TASK STATEMENT: Show all lines below holding the string "coverprofile".

DATASET ENTRIES:
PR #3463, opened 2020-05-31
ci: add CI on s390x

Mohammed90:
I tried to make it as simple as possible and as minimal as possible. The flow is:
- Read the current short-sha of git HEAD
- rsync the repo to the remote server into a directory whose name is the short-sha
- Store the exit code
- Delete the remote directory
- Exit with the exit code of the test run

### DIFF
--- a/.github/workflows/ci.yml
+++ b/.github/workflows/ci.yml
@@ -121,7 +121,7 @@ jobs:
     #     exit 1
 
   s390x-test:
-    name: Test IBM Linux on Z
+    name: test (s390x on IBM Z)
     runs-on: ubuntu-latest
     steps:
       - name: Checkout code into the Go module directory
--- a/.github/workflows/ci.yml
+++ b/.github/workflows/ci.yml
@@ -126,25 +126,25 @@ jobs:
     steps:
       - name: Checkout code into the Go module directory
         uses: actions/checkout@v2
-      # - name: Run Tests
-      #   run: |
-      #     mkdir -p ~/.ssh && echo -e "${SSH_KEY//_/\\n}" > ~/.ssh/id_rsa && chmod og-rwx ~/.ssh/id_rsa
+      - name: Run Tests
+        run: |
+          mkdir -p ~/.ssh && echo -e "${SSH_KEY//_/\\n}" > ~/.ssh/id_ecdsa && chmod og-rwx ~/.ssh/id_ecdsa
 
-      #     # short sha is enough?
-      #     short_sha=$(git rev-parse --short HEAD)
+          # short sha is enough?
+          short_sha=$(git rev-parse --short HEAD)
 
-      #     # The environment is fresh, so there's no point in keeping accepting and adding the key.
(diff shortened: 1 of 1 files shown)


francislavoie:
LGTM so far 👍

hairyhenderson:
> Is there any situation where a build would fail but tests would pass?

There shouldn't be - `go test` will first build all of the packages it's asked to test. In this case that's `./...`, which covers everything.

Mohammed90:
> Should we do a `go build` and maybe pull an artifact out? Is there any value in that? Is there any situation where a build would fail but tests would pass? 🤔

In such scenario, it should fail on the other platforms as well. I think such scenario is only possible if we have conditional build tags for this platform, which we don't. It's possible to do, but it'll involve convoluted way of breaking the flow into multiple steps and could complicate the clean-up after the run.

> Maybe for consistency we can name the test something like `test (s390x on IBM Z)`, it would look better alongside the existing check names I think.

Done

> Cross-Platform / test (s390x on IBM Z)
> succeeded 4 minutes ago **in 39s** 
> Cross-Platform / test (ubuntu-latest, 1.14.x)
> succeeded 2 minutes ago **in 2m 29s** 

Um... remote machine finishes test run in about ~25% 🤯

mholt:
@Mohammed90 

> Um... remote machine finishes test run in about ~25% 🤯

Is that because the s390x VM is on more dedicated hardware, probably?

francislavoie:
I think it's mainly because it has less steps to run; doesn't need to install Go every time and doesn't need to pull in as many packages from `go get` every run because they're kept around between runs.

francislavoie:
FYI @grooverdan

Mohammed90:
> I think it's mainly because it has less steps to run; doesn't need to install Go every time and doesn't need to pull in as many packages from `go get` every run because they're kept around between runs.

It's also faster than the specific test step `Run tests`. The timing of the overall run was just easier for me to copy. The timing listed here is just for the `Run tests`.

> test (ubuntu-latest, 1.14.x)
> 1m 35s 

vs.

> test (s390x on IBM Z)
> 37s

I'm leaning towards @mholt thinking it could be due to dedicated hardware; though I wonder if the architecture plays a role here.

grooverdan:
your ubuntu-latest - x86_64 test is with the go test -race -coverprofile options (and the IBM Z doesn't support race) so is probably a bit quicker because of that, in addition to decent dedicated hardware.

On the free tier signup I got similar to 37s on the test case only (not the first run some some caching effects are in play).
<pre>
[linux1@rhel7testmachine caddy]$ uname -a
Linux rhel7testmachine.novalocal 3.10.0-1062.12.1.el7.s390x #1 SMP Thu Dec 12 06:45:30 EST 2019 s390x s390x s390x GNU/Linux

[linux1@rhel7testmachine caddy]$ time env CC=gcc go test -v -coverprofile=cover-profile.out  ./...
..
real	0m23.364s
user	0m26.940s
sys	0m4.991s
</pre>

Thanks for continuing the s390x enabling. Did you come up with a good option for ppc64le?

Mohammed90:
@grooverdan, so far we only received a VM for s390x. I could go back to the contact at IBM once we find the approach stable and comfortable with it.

RESPONSE AREA:
your ubuntu-latest - x86_64 test is with the go test -race -coverprofile options (and the IBM Z doesn't support race) so is probably a bit quicker because of that, in addition to decent dedicated hardware.
[linux1@rhel7testmachine caddy]$ time env CC=gcc go test -v -coverprofile=cover-profile.out  ./...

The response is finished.